What to produce: Would you transcribe the records word for word, please?

Provided records:
PR #149, opened 2018-12-07
movebc tutorial

jarlebring:
A tutorial containing how to construct NEPs by moving boundary conditions. Visualization of the result.

newplot

### DIFF
--- a/docs/make.jl
+++ b/docs/make.jl
@@ -13,7 +13,8 @@ makedocs(
         "LinSolver" => "linsolvers.md",
         "NEP Transformations" => "transformations.md",
         "NEP Gallery" => "gallery.md",
-        "Tutorial 1 (BEM)" => "bemtutorial.md"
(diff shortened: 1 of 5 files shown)


jarlebring:
One more figure needed:
newplot2

maxbennedich:
Cool! This type of tutorial seems very useful.

May I ask out of curiosity where/how you stored the images? In the past I've usually made markdown images part of the repository (if they don't take up much space), to make the repo self-contained, but I'm a bit torn over if this is a clean way to do it or not. (Besides, larger images/videos/resources are likely better kept outside the repo to keep its size down.)

jarlebring:
Yes... I decided if we want people to use it, we need to elaborate on applications we can solve.

I took inspiration from oth julia packages using Documenter.  A common technique seems to be to post the image here (in a PR or issue) and then copy-paste the link to the image.  I don't know if the images can ever be removed or replaced, so this also does not seem very clean.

Expected output:
PR #149, opened 2018-12-07
movebc tutorial

jarlebring:
A tutorial containing how to construct NEPs by moving boundary conditions. Visualization of the result.

newplot

### DIFF
--- a/docs/make.jl
+++ b/docs/make.jl
@@ -13,7 +13,8 @@ makedocs(
         "LinSolver" => "linsolvers.md",
         "NEP Transformations" => "transformations.md",
         "NEP Gallery" => "gallery.md",
-        "Tutorial 1 (BEM)" => "bemtutorial.md"
(diff shortened: 1 of 5 files shown)


jarlebring:
One more figure needed:
newplot2

maxbennedich:
Cool! This type of tutorial seems very useful.

May I ask out of curiosity where/how you stored the images? In the past I've usually made markdown images part of the repository (if they don't take up much space), to make the repo self-contained, but I'm a bit torn over if this is a clean way to do it or not. (Besides, larger images/videos/resources are likely better kept outside the repo to keep its size down.)

jarlebring:
Yes... I decided if we want people to use it, we need to elaborate on applications we can solve.

I took inspiration from oth julia packages using Documenter.  A common technique seems to be to post the image here (in a PR or issue) and then copy-paste the link to the image.  I don't know if the images can ever be removed or replaced, so this also does not seem very clean.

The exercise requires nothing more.